**The problem**
From the entries that follow, extract each line holding the string "below".

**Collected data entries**

((

PR #472, opened 2020-01-30
Ensure co-located test files don't have definitions generated

### LINKED ISSUE #464: Typings for test files end up in dist folder
### Current Behavior

If you run 

```sh
npx tsdx create test-project # choose react
```
, create a test file (say `index.test.tsx`) with some content, and run `yarn build`, you'll end up with a file called `dist/index.test.d.ts`. 

### Expected behavior

TSDX shouldn't create this.

### Suggested solution(s)

Perhaps there's a filter you could apply? Idk 🤷‍♂ Haven't had time to research it yet.

### Your environment

| TSDX           | @latest
| TypeScript       | not installed
| Browser          | n/a
| npm/Yarn         | yarn 1x
| Node             |  lts
| Operating System | osx

selbekk:
This commit fixes an issue where type declaration files were created
for test files as well.

Fixes #464

### DIFF
--- a/src/createRollupConfig.ts
+++ b/src/createRollupConfig.ts
@@ -145,6 +145,7 @@ export async function createRollupConfig(
             '**/*.test.ts',
             '**/*.spec.tsx',
             '**/*.test.tsx',
+            // TS defaults below
             'node_modules',
             'bower_components',
             'jspm_packages',
--- a/src/createRollupConfig.ts
+++ b/src/createRollupConfig.ts
@@ -148,7 +148,7 @@ export async function createRollupConfig(
             'node_modules',
             'bower_components',
             'jspm_packages',
-            'dist',
+            paths.appDist,
           ],
           compilerOptions: {
             sourceMap: true,
--- a/src/createRollupConfig.ts
+++ b/src/createRollupConfig.ts
@@ -141,6 +141,7 @@ export async function createRollupConfig(
         tsconfig: opts.tsconfig,
         tsconfigDefaults: {
           exclude: [
+            // all TS test files, regardless whether co-located or in test/ etc
             '**/*.spec.ts',
             '**/*.test.ts',
             '**/*.spec.tsx',
--- a/src/createRollupConfig.ts
+++ b/src/createRollupConfig.ts
@@ -140,6 +140,16 @@ export async function createRollupConfig(
         cacheRoot: `./node_modules/.cache/tsdx/${opts.format}/`,
         tsconfig: opts.tsconfig,
         tsconfigDefaults: {
+          exclude: [
+            '**/*.spec.ts',
+            '**/*.test.ts',
+            '**/*.spec.tsx',
+            '**/*.test.tsx',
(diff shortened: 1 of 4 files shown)


selbekk:
Updated the list of excludes in all templates. I can centralise in the defaults if you want - especially since the list got a bit longer?

agilgur5:
I would think it's better to add these universally as it makes the excludes transparent for folks with project structures like yours, and makes no changes to those with `test/` directories either. In templates that means people with `test/` would have to delete the excludes (or leave them in redundantly); some might also not understand that they're not necessarily needed for all projects.

In any case, let's wait for some thoughts from the other maintainers as they might decline wholesale these changes, idk

agilgur5:
@sw-yx any thoughts on adding this to templates vs. adding it to `tsconfigDefaults` (of rpts2)?

sw-yx:
i dont have strong feelings about this, i can see arguments for both sides. happy to go with whatever you and @selbekk want to do.

selbekk:
If we add it to the tsconfigDefaults, we can fix this issue for both existing users of tsdx and new ones.

selbekk:
I'm not sure why this isn't working on the windows-latest build - should work as expected?

src/createRollupConfig.ts
```diff
@@ -140,6 +140,16 @@ export async function createRollupConfig(
...
         tsconfigDefaults: {
+          exclude: [
+            '**/*.spec.ts',
+            '**/*.test.ts',
+            '**/*.spec.tsx',
+            '**/*.test.tsx',
+            'node_modules',
+            'bower_components',
+            'jspm_packages',
+            'dist',
```
agilgur5:
```suggestion
            paths.appDist,
```

src/createRollupConfig.ts
```diff
@@ -140,6 +140,16 @@ export async function createRollupConfig(
         cacheRoot: `./node_modules/.cache/tsdx/${opts.format}/`,
         tsconfig: opts.tsconfig,
         tsconfigDefaults: {
+          exclude: [
+            '**/*.spec.ts',
+            '**/*.test.ts',
+            '**/*.spec.tsx',
+            '**/*.test.tsx',
```
agilgur5:
```suggestion
            '**/*.test.tsx',
            // TS defaults below
```

src/createRollupConfig.ts
```diff
@@ -140,6 +140,16 @@ export async function createRollupConfig(
         cacheRoot: `./node_modules/.cache/tsdx/${opts.format}/`,
         tsconfig: opts.tsconfig,
         tsconfigDefaults: {
+          exclude: [
```
agilgur5:
```suggestion
          exclude: [
          // all TS test files, regardless whether co-located or in test/ etc
```

sw-yx:
@all-contributors pls thank @selbekk for code

agilgur5:
@all-contributors please add @selbekk for code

))

**Task answer**
+            // TS defaults below
            // TS defaults below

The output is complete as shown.